In the entries that follow, the first line to write out is the one containing "PR #1139, opened 2020-01-03", and the last is the one containing "1. Start the orchestration above". Reproduce that stretch exactly, with nothing before or after it.
==== Task inputs ====
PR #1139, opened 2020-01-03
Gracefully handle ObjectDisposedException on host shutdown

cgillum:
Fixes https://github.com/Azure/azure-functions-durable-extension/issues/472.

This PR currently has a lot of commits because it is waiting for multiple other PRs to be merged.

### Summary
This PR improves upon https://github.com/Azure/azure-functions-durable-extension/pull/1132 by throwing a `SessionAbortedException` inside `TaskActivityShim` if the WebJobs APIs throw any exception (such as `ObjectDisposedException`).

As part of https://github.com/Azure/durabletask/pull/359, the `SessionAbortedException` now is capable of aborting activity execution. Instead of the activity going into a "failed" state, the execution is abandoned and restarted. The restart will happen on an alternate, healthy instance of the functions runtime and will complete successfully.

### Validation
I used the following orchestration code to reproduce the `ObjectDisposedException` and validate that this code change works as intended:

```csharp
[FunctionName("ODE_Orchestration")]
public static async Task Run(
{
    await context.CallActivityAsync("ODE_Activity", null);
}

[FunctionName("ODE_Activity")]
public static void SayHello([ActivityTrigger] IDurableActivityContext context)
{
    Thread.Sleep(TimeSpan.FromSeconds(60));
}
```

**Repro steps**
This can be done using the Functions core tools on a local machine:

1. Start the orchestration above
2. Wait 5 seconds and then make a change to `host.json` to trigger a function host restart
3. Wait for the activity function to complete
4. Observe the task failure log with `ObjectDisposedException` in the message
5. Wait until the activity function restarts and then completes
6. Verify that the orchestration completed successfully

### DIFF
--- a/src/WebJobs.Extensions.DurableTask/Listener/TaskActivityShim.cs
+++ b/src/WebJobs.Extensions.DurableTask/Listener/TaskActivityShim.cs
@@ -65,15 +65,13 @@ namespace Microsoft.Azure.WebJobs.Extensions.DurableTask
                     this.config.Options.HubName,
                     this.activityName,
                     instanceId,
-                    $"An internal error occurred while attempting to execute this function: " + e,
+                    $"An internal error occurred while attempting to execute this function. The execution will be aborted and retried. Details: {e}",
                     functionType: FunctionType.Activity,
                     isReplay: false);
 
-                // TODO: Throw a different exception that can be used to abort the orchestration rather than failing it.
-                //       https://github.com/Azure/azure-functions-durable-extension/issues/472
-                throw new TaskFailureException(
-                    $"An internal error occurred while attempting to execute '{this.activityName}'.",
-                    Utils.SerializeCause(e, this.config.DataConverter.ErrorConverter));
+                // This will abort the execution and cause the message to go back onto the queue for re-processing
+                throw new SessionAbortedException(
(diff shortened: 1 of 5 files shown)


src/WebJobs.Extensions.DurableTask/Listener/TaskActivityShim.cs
====
==== Task inputs ====
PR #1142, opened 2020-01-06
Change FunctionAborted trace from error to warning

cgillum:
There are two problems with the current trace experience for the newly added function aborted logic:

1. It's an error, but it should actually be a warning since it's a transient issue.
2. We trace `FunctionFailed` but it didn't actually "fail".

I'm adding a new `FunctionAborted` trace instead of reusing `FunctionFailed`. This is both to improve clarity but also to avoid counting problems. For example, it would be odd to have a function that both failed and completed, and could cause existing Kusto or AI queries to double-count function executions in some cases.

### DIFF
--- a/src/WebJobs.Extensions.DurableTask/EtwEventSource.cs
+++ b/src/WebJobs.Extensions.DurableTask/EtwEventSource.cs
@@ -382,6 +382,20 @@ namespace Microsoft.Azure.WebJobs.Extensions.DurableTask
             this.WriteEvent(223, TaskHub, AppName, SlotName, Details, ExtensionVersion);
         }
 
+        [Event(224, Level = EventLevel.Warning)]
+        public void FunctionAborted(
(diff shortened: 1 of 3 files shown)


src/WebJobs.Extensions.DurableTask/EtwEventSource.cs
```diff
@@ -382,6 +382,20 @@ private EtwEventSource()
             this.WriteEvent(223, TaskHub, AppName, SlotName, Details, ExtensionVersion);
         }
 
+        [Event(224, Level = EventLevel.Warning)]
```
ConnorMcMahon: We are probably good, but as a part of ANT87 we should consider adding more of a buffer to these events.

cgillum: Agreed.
====
### Output
PR #1139, opened 2020-01-03
Gracefully handle ObjectDisposedException on host shutdown

cgillum:
Fixes https://github.com/Azure/azure-functions-durable-extension/issues/472.

This PR currently has a lot of commits because it is waiting for multiple other PRs to be merged.

### Summary
This PR improves upon https://github.com/Azure/azure-functions-durable-extension/pull/1132 by throwing a `SessionAbortedException` inside `TaskActivityShim` if the WebJobs APIs throw any exception (such as `ObjectDisposedException`).

As part of https://github.com/Azure/durabletask/pull/359, the `SessionAbortedException` now is capable of aborting activity execution. Instead of the activity going into a "failed" state, the execution is abandoned and restarted. The restart will happen on an alternate, healthy instance of the functions runtime and will complete successfully.

### Validation
I used the following orchestration code to reproduce the `ObjectDisposedException` and validate that this code change works as intended:

```csharp
[FunctionName("ODE_Orchestration")]
public static async Task Run(
{
    await context.CallActivityAsync("ODE_Activity", null);
}

[FunctionName("ODE_Activity")]
public static void SayHello([ActivityTrigger] IDurableActivityContext context)
{
    Thread.Sleep(TimeSpan.FromSeconds(60));
}
```

**Repro steps**
This can be done using the Functions core tools on a local machine:

1. Start the orchestration above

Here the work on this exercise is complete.